Research Project: Farm-Scale Pyrolysis Biorefining

Location: Sustainable Biofuels and Co-products Research

Title: Fast pyrolysis of lignin pre-treated with magnesium formate and magnesium hydroxide

item PATEL, M - University Of Maine
item Mullen, Charles
item GUNUKULA, SAMPATH - University Of Maine
item DESISTO, WILLIAM - University Of Maine

Submitted to: Energies
Publication Type: Peer Reviewed Journal
Publication Acceptance Date: 9/20/2020
Publication Date: 9/23/2020
Citation: Patel, M., Mullen, C.A., Gunukula, S., Desisto, W.J. 2020. Fast pyrolysis of lignin pre-treated with magnesium formate and magnesium hydroxide. Energies. 13:4995.

Interpretive Summary: Lignocellulosic biomass such as wood, grasses, and crop residues is comprised of cellulose, hemicellulose and lignin. While the carbohydrate fractions (cellulose, hemicellulose) of biomass is used in many applications including pulp, paper, fiber and cellulosic bio-ethanol industries, lignin is often left as a low value byproduct in these industries and is typically burned for energy. Production of value added co-products from lignin has long been a goal of researchers in these industries; however, lignin has been proven difficult to convert. One method considered is thermal depolymerization of the lignin by pyrolysis, the heating in absence of air to produce liquid bio-oil that can be refined to biofuels and renewable chemicals. However, pyrolysis of lignin has proved difficult resulting in only partial depolymerization, low yields and often rapid fouling of pyrolysis reactors. In this work lignin was pretreated with the additives including magnesium hydroxide and formic acid. This improved the properties of the lignin so that they could be pyrolyzed with reduced fouling of the equipment. A pre-run laboratory test was developed to predict whether a particular formulation could be successfully continuously pyrolyzed. Pyrolysis of the pretreated lignin produced a bio-oil with high concentration of phenolics, potentially valuable renewable chemical products. Pretreatement with both magnesium hydroxide and formic acid (generating magnesium formate) were more successful in terms of yield and concentration of phenolics than pretreatment with magnesium hydroxide alone. The results of this work will allow for the further development of thermochemical lignin conversion methodologies and will be of interest to those looking to utilize residual lignin to produce renewable industrial chemical feedstocks from the aforementioned sources.
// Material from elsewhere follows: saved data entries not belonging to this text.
PR #3149, opened 2024-05-23
fix(dtfs2-none): fix boolean coersion for sql config

AlexBramhill:
## Introduction :pencil2:
There is a surprising way that zod coerces booleans (https://zod.dev/?id=coercion-for-primitives). This means that `"false"` would parse as `true`

I've made the coercion a lot more restrictive. We could have simply checked and done `typeof val === 'string' && val.toLowerCase() === 'false' ? false : val`, however I'm not sure we want to coerse all things truthy and falsy.

### DIFF
--- a/libs/common/src/helpers/schemas/z-boolean-coerce.test.ts
+++ b/libs/common/src/helpers/schemas/z-boolean-coerce.test.ts
@@ -1,0 +1,59 @@
+import { zBooleanCoerce } from './z-boolean-coerce';
+
+describe('zBooleanCoerce', () => {
+  describe('when parsing a value with zBooleanCoerce', () => {
+    describe('when the provided value can be coerced to a boolean', () => {
+      it.each(getSuccessTestCases())('should return $result when the provided value is $description', ({ value, result }) => {
+        expect(zBooleanCoerce.parse(value)).toBe(result);
+      });
+    });
+
+    describe('when the provided value cannot be coerced to a boolean', () => {
+      it.each(getFailureTestCases())('should throw an error when the provided value is $description', ({ value }) => {
+        expect(() => zBooleanCoerce.parse(value)).toThrow();
+      });
+    });
+  });
+
+  describe('when parsing a value with zBooleanCoerce and additional chaining', () => {
+    describe('when chaining with .optional()', () => {
+      it('should return undefined when the provided value is undefined', () => {
+        expect(zBooleanCoerce.optional().parse(undefined)).toBe(undefined);
+      });
+    });
+
+    describe('when chaining with .nullable()', () => {
+      it('should return null when the provided value is null', () => {
+        expect(zBooleanCoerce.nullable().parse(null)).toBe(null);
+      });
+    });
+  });
+
+  function getSuccessTestCases() {
+    return [
+      { value: true, result: true, description: 'true' },
+      { value: false, result: false, description: 'false' },
+      { value: 'true', result: true, description: '"true"' },
+      { value: 'false', result: false, description: '"false"' },
+      { value: 'TRUE', result: true, description: '"TRUE"' },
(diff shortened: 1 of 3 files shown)


libs/common/src/helpers/schemas/z-boolean-coerce.test.ts
```diff
@@ -0,0 +1,59 @@
...
+  describe('when parsing a value with zBooleanCoerce', () => {
+    describe('when the provided value can be coerced to a boolean', () => {
+      it.each(getSuccessTestCases())('should return $result when the provided value is $description', ({ value, result }) => {
+        expect(zBooleanCoerce.parse(value)).toBe(result);
+      });
+    });
+
+    describe('when the provided value cannot be coerced to a boolean', () => {
+      it.each(getFailureTestCases())('should throw an error when the provided value is $description', ({ value }) => {
+        expect(() => zBooleanCoerce.parse(value)).toThrow();
```
MarRobSoftwire, line 13: fwiw could ensure we're not getting an error for another reason
```suggestion
        expect(() => zBooleanCoerce.parse(value)).toThrow(ZodError);
```

MarRobSoftwire, line 13: fwiw could ensure we're not getting an error for another reason
```suggestion
        expect(() => zBooleanCoerce.parse(value)).toThrow(ZodError);
```

MarRobSoftwire (approved):

libs/common/src/helpers/schema/z-boolean-strict-coerce.ts
```diff
@@ -0,0 +1,24 @@
+import z from 'zod';
+
+const booleanLike = z.union([
```
abhi-markan, line 3: Do we even need `zod` package, can we not do this natively?

abhi-markan (commented):
Good find and solution, however can we achieve this natively wihtout using `zod`?

libs/common/src/helpers/schema/z-boolean-strict-coerce.ts
AlexBramhill: I'd say zod offers a lot more than us hand rolling validation ourselves (our existing validation has a few blind spots -- which zod covers nicely).

It also provides good error msg reporting, and is easy to use and read.

It also allows for type inference from schemas, meaning once we add validation to something, we also can generate a typescript type from it (one source of truth):
```
const settingsSchema = z.object({
  darkMode: z.boolean().default(false),
  notifications: z.boolean().default(true),
});

type Settings = z.infer<typeof settingsSchema>;
```

tldr - I think it offers a massive timesave into us rolling our own validation, with some great benefits like type inference.

libs/common/src/helpers/schema/z-boolean-strict-coerce.ts
```diff
@@ -0,0 +1,24 @@
...
+ * This addresses an issue where 'false' would be coerced to true -- causing issues in env vars.
+ */
+export const zBooleanStrictCoerce = booleanLike.transform((val) => {
+  if (typeof val === 'string') {
+    return ['true', '1'].includes(val.toLowerCase());
+  }
+  if (typeof val === 'number') {
+    return val === 1;
+  }
+  return val;
```
MarRobSoftwire, line 23: fwiw I think we can cast the value to string, since we've reduced it to one of the above literals
```suggestion
return ['true', '1'].includes(String(val).toLowerCase());
```

MarRobSoftwire (approved):
Another minor comment but LGTM

libs/common/src/helpers/schema/z-boolean-strict-coerce.ts
AlexBramhill: great spot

Technical Abstract: Kraft lignin (Indulin AT), pretreated with magnesium formate and magnesium hydroxide was fast-pyrolyzed in a continuously-fed, bench-scale system. To avoid fouling issues typically associated with lignin pyrolysis, a simple laboratory test was used to determine suitable ranges of magnesium hydroxide and formic acid to lignin for feeding without plugging problems. Various feedstock formulations of lignin pretreated with magnesium hydroxide and formic acid, were pyrolyzed. For comparison, calcium formate pretreated lignin was also tested. Organic oil yield ranged from 9 to 17% wt on a lignin basis. Carbon yields in the oil ranged from 10 to 18% wt on a lignin basis. Magnesium formate pretreatment increased oil yield and carbon yield in the oil up to 35% relative to the higher a 1:1 g magnesium hydroxide/g lignin pretreatment. However, a lower magnesium hydroxide pretreatment (0.5:1 g magnesium hydroxide/g lignin) resulted in oil yields and carbon yields in the oils similar to the magnesium formate pretreatments. Magnesium formate pretreatment produced more oil but with a higher oxygen content than calcium formate under the same conditions. GC-MS analysis of product oils indicated that phenols and aromatic hydrocarbons were more prevalent in pyrolyzed magnesium formate pretreated lignin.